We last saw Cato debating against Cicero (and losing, with magnanimity) in a high profile case of bribery brought against the Consul elect Lucius Lucinius Murena. That was in 63 BCE, at the height of the Catiline conspiracy. We now jump to his last stand against Julius Caesar, in the northern African city of Utica (hence his alternate name, Cato Uticensis), in 47 BCE. How did he get there?

It’s a long and fascinating story, well told in chapters 7-12 of Goodman and Soni’s book. But those intervening events are more interesting historically than philosophically, and this, after all, is a philosophy blog. We are concerned here with the biographical details that shed light on Cato’s character and his practice of the Stoic virtues. So, suffice it to say that in 50 BCE Julius Caesar, after a very successful campaign in Gaul, was ordered to disband his army and return to Rome to stand trial for corruption, instigated by Cato’s political faction, the optimates. Following a stalemate and failed negotiations, Caesar crossed the river Rubicon with one legion — an act that amounted to open treason against the Republic — uttering the famous words alea iacta est, the die is cast.

General Pompey, who had issue the order to Caesar, fled Rome, together with many Senators, including Cato (who was very unhappy about it, having become a highly reluctant ally of Pompey, whom he judged to be the lesser of two evils when compared to Caesar). Caesar pursued Pompey in the east, in Illyria, but in 48 BCE his forces were almost annihilated at the battle of Dyrrhachium. On that occasion, Pompey made the fatal strategic mistake of not pursuing the fleeing Caesarian legions, and paid a hefty price at their next engagement, later that same year at Pharsalus, where he was soundly defeated and put on the run. Pompey asked King Ptolemy XII of Egypt for asylum, but was betrayed and slain as soon as he set foot off his boat. Caesar was horrified by this outcome, and proceeded to depose Ptolemy in favor of his sister, Cleopatra VII, who eventually became his lover.

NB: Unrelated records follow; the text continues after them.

PR #244, opened 2024-01-08
Add CLI arguments to build.sh, specify build type

maurermi:
Adds CLI arguments to build.sh, and prints to stdout the type of build being performed. Default build is still Debug. Additonally supports a BUILD_DEBUG environment variable, and respects previously set values of CMAKE_BUILD_TYPE. 

Low urgency - I found this useful and hopefully others will.

### DIFF
--- a/scripts/build.sh
+++ b/scripts/build.sh
@@ -1,5 +1,35 @@
 #!/bin/bash
+
 set -e
+
+help() {
+    if [ $# -gt 0 ]; then
+        printf 'Unexpected Argument (%s)\n' "$1"
+    fi
+    printf 'HELP: Usage: %s [Debug|Release|Profiling]\n' "$0"
+    exit 0
+}
+
+# Note:
+# CMAKE_BUILD_TYPE="Debug" adds "-O0 -g" flags by default
+# CMAKE_BUILD_TYPE="Release" adds "-O3 -DNDEBUG" by default
+if [[ "$BUILD_DEBUG" == "1" ]]; then
+    CMAKE_BUILD_TYPE="Debug"
+elif [[ "$BUILD_RELEASE" == "1" ]]; then
+    CMAKE_BUILD_TYPE="Release"
+elif [[ "$BUILD_PROFILING" == "1" ]]; then
+    CMAKE_BUILD_TYPE="Profiling"
+fi
+
+if [ $# -gt 0 ]; then
+    case "$1" in
+        Release|--release|-r) CMAKE_BUILD_TYPE="Release";;
+        Profiling|--profiling|-p) CMAKE_BUILD_TYPE="Profiling";;
+        Debug|--debug|-d) CMAKE_BUILD_TYPE="Debug";;
+        --help|-h) help;;
+        *) help $1;;
+    esac
+fi
 
 echo "Building..."
 
@@ -23,12 +53,12 @@ elif [[ "$OSTYPE" == "darwin"* ]]; then
     CMAKE_FLAGS+=" -DCMAKE_C_COMPILER=${XCODE_CMDLINE_DIR}/usr/bin/clang -DCMAKE_CXX_COMPILER=${XCODE_CMDLINE_DIR}/usr/bin/clang++ -DCMAKE_CXX_FLAGS=-isystem\ /usr/local/include -DCMAKE_EXPORT_COMPILE_COMMANDS=ON"
 fi
 
-CMAKE_BUILD_TYPE="Debug"
-if [[ "$BUILD_RELEASE" == "1" ]]; then
-    CMAKE_BUILD_TYPE="Release"
-elif [[ "$BUILD_PROFILING" == "1" ]]; then
-    CMAKE_BUILD_TYPE="Profiling"
+if [[ -z $CMAKE_BUILD_TYPE ]]; then
+    echo "CMAKE_BUILD_TYPE not set, defaulting to debug"
+    CMAKE_BUILD_TYPE="Debug"
 fi
 
+echo "Building $CMAKE_BUILD_TYPE"
 eval "cmake -DCMAKE_BUILD_TYPE=${CMAKE_BUILD_TYPE} ${CMAKE_FLAGS} .."
 make -j$CPUS
+


anders94 (approved):
LGTM

scripts/build.sh
```diff
@@ -20,12 +20,33 @@ elif [[ "$OSTYPE" == "darwin"* ]]; then
...
+    CMAKE_BUILD_TYPE="Debug"
+elif [[ "$BUILD_RELEASE" == "1" ]]; then
     CMAKE_BUILD_TYPE="Release"
 elif [[ "$BUILD_PROFILING" == "1" ]]; then
     CMAKE_BUILD_TYPE="Profiling"
 fi
 
+if [ $# -gt 0 ]; then
+    if [ "$1" == "Release" ]; then
+        CMAKE_BUILD_TYPE="Release"
```
rockett-m, line 36: [optional] Thinking it could be helpful to have a 'help' arg for users using the cli and/or reading the script. This would show the options of Release|Profiling|Debug for `build.sh` if and only if the user enters 'help' or '--help' exactly.
```suggestion
    if [[ "$1" == "help" || "$1" == "--help" ]]; then
```

scripts/build.sh
```diff
@@ -20,12 +20,33 @@ elif [[ "$OSTYPE" == "darwin"* ]]; then
...
+if [[ "$BUILD_DEBUG" == "1" ]]; then
+    CMAKE_BUILD_TYPE="Debug"
+elif [[ "$BUILD_RELEASE" == "1" ]]; then
     CMAKE_BUILD_TYPE="Release"
 elif [[ "$BUILD_PROFILING" == "1" ]]; then
     CMAKE_BUILD_TYPE="Profiling"
 fi
 
+if [ $# -gt 0 ]; then
+    if [ "$1" == "Release" ]; then
```
rockett-m: [optional] Thinking it could be helpful to have a 'help' arg for users using the cli and/or reading the script. This would show the options of Release|Profiling|Debug for `build.sh` if and only if the user enters 'help' or '--help' exactly.
```suggestion
    if [[ "$1" == "help" || "$1" == "--help" ]]; then
        echo "Usage: ./build.sh [Release|Profiling|Debug]"
        echo "If no argument is provided, the default build type is Debug."
        exit 0
    elif ...
```
Then would keep the existing 3 cases for Release, Profiling, Debug

scripts/build.sh
```diff
@@ -20,12 +20,33 @@ elif [[ "$OSTYPE" == "darwin"* ]]; then
...
+fi
+
+if [[ -z $CMAKE_BUILD_TYPE ]]; then
+    echo "CMAKE_BUILD_TYPE not set, defaulting to debug"
+    CMAKE_BUILD_TYPE="Debug"
+fi
+
+echo "Building $CMAKE_BUILD_TYPE"
 eval "cmake -DCMAKE_BUILD_TYPE=${CMAKE_BUILD_TYPE} ${CMAKE_FLAGS} .."
 make -j$CPUS
```
rockett-m, line 63: [optional] We could print out error messages for debug if the cmake and make commands do not exit 0 as expected. 
This block could be put right after the `eval "cmake ...` line.
An identical copy of it could be after the `make ...` command except changing 'cmake' to 'make'.
```suggestion
if [[ $? -ne 0 ]]; then
    echo "cmake command failed"
    exit 1
fi
```

scripts/build.sh
```diff
@@ -20,12 +20,33 @@ elif [[ "$OSTYPE" == "darwin"* ]]; then
...
+    if [ "$1" == "Release" ]; then
+        CMAKE_BUILD_TYPE="Release"
+    elif [ "$1" == "Profiling" ]; then
+        CMAKE_BUILD_TYPE="Profiling"
+    elif [ "$1" == "Debug" ]; then
+        CMAKE_BUILD_TYPE="Debug"
+    fi
+fi
+
+if [[ -z $CMAKE_BUILD_TYPE ]]; then
```
rockett-m, line 56: Debug for a default arg makes sense; looks good

scripts/build.sh
```diff
@@ -20,12 +20,33 @@ elif [[ "$OSTYPE" == "darwin"* ]]; then
     CMAKE_FLAGS+="-DCMAKE_C_COMPILER=${XCODE_CMDLINE_DIR}/usr/bin/clang -DCMAKE_CXX_COMPILER=${XCODE_CMDLINE_DIR}/usr/bin/clang++ -DCMAKE_CXX_FLAGS=-isystem\ /usr/local/include -DCMAKE_EXPORT_COMPILE_COMMANDS=ON"
 fi
 
-CMAKE_BUILD_TYPE="Debug"
-if [[ "$BUILD_RELEASE" == "1" ]]; then
+# Note:
```
rockett-m: Helpful note

scripts/build.sh
```diff
@@ -20,12 +20,33 @@ elif [[ "$OSTYPE" == "darwin"* ]]; then
...
+        CMAKE_BUILD_TYPE="Debug"
+    fi
+fi
+
+if [[ -z $CMAKE_BUILD_TYPE ]]; then
+    echo "CMAKE_BUILD_TYPE not set, defaulting to debug"
+    CMAKE_BUILD_TYPE="Debug"
+fi
+
+echo "Building $CMAKE_BUILD_TYPE"
```
rockett-m, line 61: Good move telling the user which build type is being chosen

scripts/build.sh
maurermi: This is an interesting point, I hadn't considered adding additional help statements here, as the cmake and make steps will give significant feedback as to why the compilation failed. Not sure that we necessarily need this here but can be persuaded.

scripts/build.sh
maurermi: This is a good point, now that the script takes arguments, it makes sense to have a help flag. Will add this in

maurermi: Question for you here, do you think it makes sense to pass in arguments with dashes? I may switch to `--release` from `Release` to stick with our typical convention

HalosGhost: As a general rule, if there's going to be more than one option available to pass to a script, help output is a kindness. To that end, if the options aren't positional (i.e., you can pass more than one and in any order), they really should follow the `-l`/`--long` pattern.

scripts/build.sh
HalosGhost: The suggested change seems to remove the actual build with `make` which is probably a mistake, but should not be committed.

Beyond that, testing to see if `cmake` failed rather than blindly running `make` probably isn't a bad idea.

scripts/build.sh
```diff
@@ -1,6 +1,33 @@
...
+    CMAKE_BUILD_TYPE="Profiling"
+fi
+
+if [ $# -gt 0 ]; then
+    if [ "$1" == "Release" ] || [ "$1" == "--release" ]; then
+        CMAKE_BUILD_TYPE="Release"
+    elif [ "$1" == "Profiling" ] || [ "$1" == "--profiling" ]; then
+        CMAKE_BUILD_TYPE="Profiling"
+    elif [ "$1" == "Debug" ] || [ "$1" == "--debug" ]; then
+        CMAKE_BUILD_TYPE="Debug"
```
HalosGhost: Note that `[` is a synonym for the `test` program (frequently a shell built-in). POSIX does not specify that `test` accept a `==` operator; the string equality operator is `=`.

Since this is a bash script, we should probably prefer `[[` (which has nicer ergonomics anyway) which *does* include a `==` operator, but if we are going to use `[`, we should use `=` for string comparisons.

However, I might suggest using a case statement here. The above lines might look instead like so:

```bash
case "$1" in
    Release|--release) CMAKE_BUILD_TYPE='Release';;
    Profiling|--profiling) CMAKE_BUILD_TYPE='Profiling';;
    Debug|--debug) CMAKE_BUILD_TYPE='Debug';;
    *) printf 'Unrecognized build type…\nUsage: %s [Debug|Release|Profiling]\n' "$0";;
esac
```

maurermi: @HalosGhost ACK; will update

maurermi:
@HalosGhost @rockett-m Made some updates to address review comments, would love another look over if possible!

scripts/build.sh
maurermi: We set this script to exit if any command fails, so we could print out this info but it would require not using `set -e`

HalosGhost (approved):
tACK. Does what it says on the tin; allow specifying build-type as a basic command-line argument.

Purely positional, but still much more pleasant than having to use environment variables; and interacts cleanly with env-vars so no tooling should break (cleanly allowing cli args to override env-vars as-typical).

LGTM. Merging!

Caesar turns away when offered Pompey’s head

Meanwhile — and here is where Cato rejoins the storyline — the remaining Republican forces regrouped in northern Africa, heading for the provincial capital of Utica, with Cato at the head. An army of about 10,000 men marched for 500 miles in the desert. It took them about 30 days to get to Utica, and Lucan tells us in verse how Cato bore himself during that ordeal:

Bearing his javelin, as one of them
Before the troops he marched: no panting slave
With bending neck, no litter bore his form.
He bade them not, but showed them how to toil.
Spare in his sleep, the last to sip the spring
When at some rivulet to quench their thirst
The eager ranks pressed onward, he alone
Until the humblest follower might drink
Stood motionless.

But when Cato’s army arrived in Utica, they found their allies in complete disarray. Rather than organizing a resistance that, with luck, could hold off Caesar for years, they squabbled about who had the highest rank and should command the effort. The contenders were Publius Attius Varus, who had been a commander in the region; Metellus Scipio, an ex-Consul; and Juba, the King of Numidia.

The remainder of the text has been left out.